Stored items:
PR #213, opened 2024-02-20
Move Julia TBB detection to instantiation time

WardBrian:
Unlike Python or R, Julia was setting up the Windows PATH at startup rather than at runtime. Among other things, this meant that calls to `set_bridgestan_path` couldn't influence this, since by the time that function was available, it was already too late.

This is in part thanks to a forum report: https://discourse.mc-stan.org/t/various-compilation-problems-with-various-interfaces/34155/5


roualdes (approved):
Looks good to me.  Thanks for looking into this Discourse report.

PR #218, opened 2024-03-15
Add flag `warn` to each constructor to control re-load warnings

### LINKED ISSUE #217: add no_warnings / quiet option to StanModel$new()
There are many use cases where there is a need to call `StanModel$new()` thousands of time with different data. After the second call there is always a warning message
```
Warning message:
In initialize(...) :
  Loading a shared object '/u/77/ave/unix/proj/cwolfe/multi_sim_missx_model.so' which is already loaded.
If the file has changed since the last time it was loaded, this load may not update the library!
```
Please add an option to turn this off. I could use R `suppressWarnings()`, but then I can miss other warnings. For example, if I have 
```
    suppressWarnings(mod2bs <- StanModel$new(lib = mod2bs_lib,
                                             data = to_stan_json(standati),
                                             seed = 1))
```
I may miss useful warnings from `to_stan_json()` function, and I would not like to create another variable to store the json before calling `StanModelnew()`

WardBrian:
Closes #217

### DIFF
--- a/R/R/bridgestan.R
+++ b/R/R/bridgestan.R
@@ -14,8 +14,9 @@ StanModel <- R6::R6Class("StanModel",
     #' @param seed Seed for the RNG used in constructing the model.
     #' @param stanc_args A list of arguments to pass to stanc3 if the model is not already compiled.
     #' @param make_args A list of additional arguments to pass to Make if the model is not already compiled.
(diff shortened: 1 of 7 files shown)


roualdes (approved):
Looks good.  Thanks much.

#### Instructions to follow:
Return every line of the records in which the word "list" is found.

#### Output:
     #' @param stanc_args A list of arguments to pass to stanc3 if the model is not already compiled.
     #' @param make_args A list of additional arguments to pass to Make if the model is not already compiled.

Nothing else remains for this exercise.